PR #8244, opened 2025-06-23
feat(costs): Validate user-provided regular expressions against API

### LINKED ISSUE #8235: [cost][ui] add debounced regex validation check to model form
```graphql
query {
  validateRegularExpression {
    isValid
    errorMessage
  }
}
```

cephalization:
https://github.com/user-attachments/assets/a45a315d-239a-446e-8954-f6f60cec97e2

Resolves #8235

## Summary by Sourcery

Add live API-based validation for user-provided regular expressions in the model settings form

New Features:
- Introduce a RegexField component that validates regular expressions via a GraphQL API and displays real-time success or error icons
- Integrate useRegexField hook into ModelForm to validate the model name pattern field as users type

Enhancements:
- Update text field styles to accommodate validation icons inside inputs

### DIFF
--- a/app/src/components/RegexField.tsx
+++ b/app/src/components/RegexField.tsx
@@ -1,0 +1,128 @@
+import { useEffect, useMemo, useState } from "react";
+import { FieldError, Input, Label } from "react-aria-components";
+import { fetchQuery, graphql, useRelayEnvironment } from "react-relay";
+import { debounce } from "lodash";
+
+import { RegexFieldQuery } from "@phoenix/components/__generated__/RegexFieldQuery.graphql";
+import { Text } from "@phoenix/components/content";
+import { TextField, TextFieldProps } from "@phoenix/components/field";
+import { Icon, Icons } from "@phoenix/components/icon";
+
+type RegexFieldProps = {
+  value: string;
+  onChange: (value: string) => void;
+  isInvalid?: boolean;
+  error?: string;
+  description?: string;
+  label?: string;
+  ariaLabel?: string;
+  placeholder?: string;
+} & Omit<TextFieldProps, "isInvalid" | "onChange">;
+
+export const RegexField = ({
+  value,
+  onChange,
+  error,
+  isInvalid,
+  description,
+  label,
+  ariaLabel,
+  placeholder,
+  ...textFieldProps
+}: RegexFieldProps) => {
+  return (
+    <TextField
+      isInvalid={isInvalid}
+      aria-label={ariaLabel || label}
+      value={value}
+      onChange={onChange}
+      {...textFieldProps}
+    >
+      {label && <Label>{label}</Label>}
+      <Input placeholder={placeholder} />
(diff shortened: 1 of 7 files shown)


app/src/pages/settings/ModelForm.tsx
```diff
@@ -267,24 +272,20 @@ export function ModelForm({
...
-                  <FieldError>{error.message}</FieldError>
-                ) : (
-                  <Text slot="description">
-                    Regular expression to match model names during trace
-                    ingestion
-                  </Text>
-                )}
-              </TextField>
+                description="Regular expression to match model names during trace ingestion"
+                label="Name pattern*"
```
mikeldking:
```suggestion
                label="Name pattern"
                required
```

app/src/components/RegexField.tsx
```diff
@@ -0,0 +1,128 @@
...
+};
+
+const regexFieldQuery = graphql`
+  query RegexFieldQuery($input: String!) {
+    validateRegularExpression(regex: $input) {
+      isValid
+      errorMessage
+    }
+  }
+`;
```
mikeldking, line 68: Just for my understanding - this is because I'd assume there's something inherently different between regex on the client and server but just trying to understand the difference to warrant the network call.

app/src/components/RegexField.tsx
```diff
@@ -0,0 +1,128 @@
...
+          style={{ color: "var(--ac-global-color-danger)" }}
+          svg={<Icons.CloseCircle />}
+        />
+      )}
+      {!isInvalid && value && (
+        <Icon
+          style={{ color: "var(--ac-global-color-success)" }}
+          svg={<Icons.CheckmarkCircleFilled />}
+        />
+      )}
```
mikeldking, line 56: we could probably have some of these in the `field` - Might want it to nestle nicely in the fields (e.g. maybe slightly smaller?)

app/src/components/RegexField.tsx
cephalization: Yeah Python has different regex compilation constraints than JS. It seems like python supports more advanced syntax and features than JS after some brief searching

app/src/pages/settings/ModelForm.tsx
cephalization: Hmm I couldn't get the auto-starring to work. Will take another look

app/src/components/RegexField.tsx
cephalization: Added SuccessFieldIcon and DangerFieldIcon components, as well as updated textfield styles to correctly place the icon against M and S variants and with and without label

app/src/pages/settings/ModelForm.tsx
cephalization: There is some kind of janky interaction with validation that occurs when you set required on the input + in the react hook form validation arguments at the same time. Will punt on this for now

PR #8245, opened 2025-06-23
feat: soft delete for generative models plus general method for deleting childless records

RogerHYang:


src/phoenix/db/migrations/versions/a20694b15f82_cost.py
```diff
@@ -69,6 +68,19 @@ def upgrade() -> None:
...
             onupdate=sa.func.now(),
         ),
+        sa.Column(
+            "deleted_at",
+            sa.TIMESTAMP(timezone=True),
+            nullable=True,
+        ),
+    )
+    op.create_index(
+        "ix_name",
```
axiomofjoy: Let's double check the auto-generated convention and try to stick to it. It's probably something like:

```suggestion
        "ix_generative_models_name",
```

src/phoenix/db/models.py
```diff
@@ -1358,6 +1359,16 @@ class GenerativeModel(Base):
         uselist=True,
     )
 
+    __table_args__ = (
+        Index(
+            "ix_name",
```
axiomofjoy: Same wrt index name

axiomofjoy (approved):

axiomofjoy (approved):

= To do =
Go through the records line by line, and copy each line that holds the string "ariaLabel".

= Task answer =
+  ariaLabel?: string;
+  ariaLabel,
+      aria-label={ariaLabel || label}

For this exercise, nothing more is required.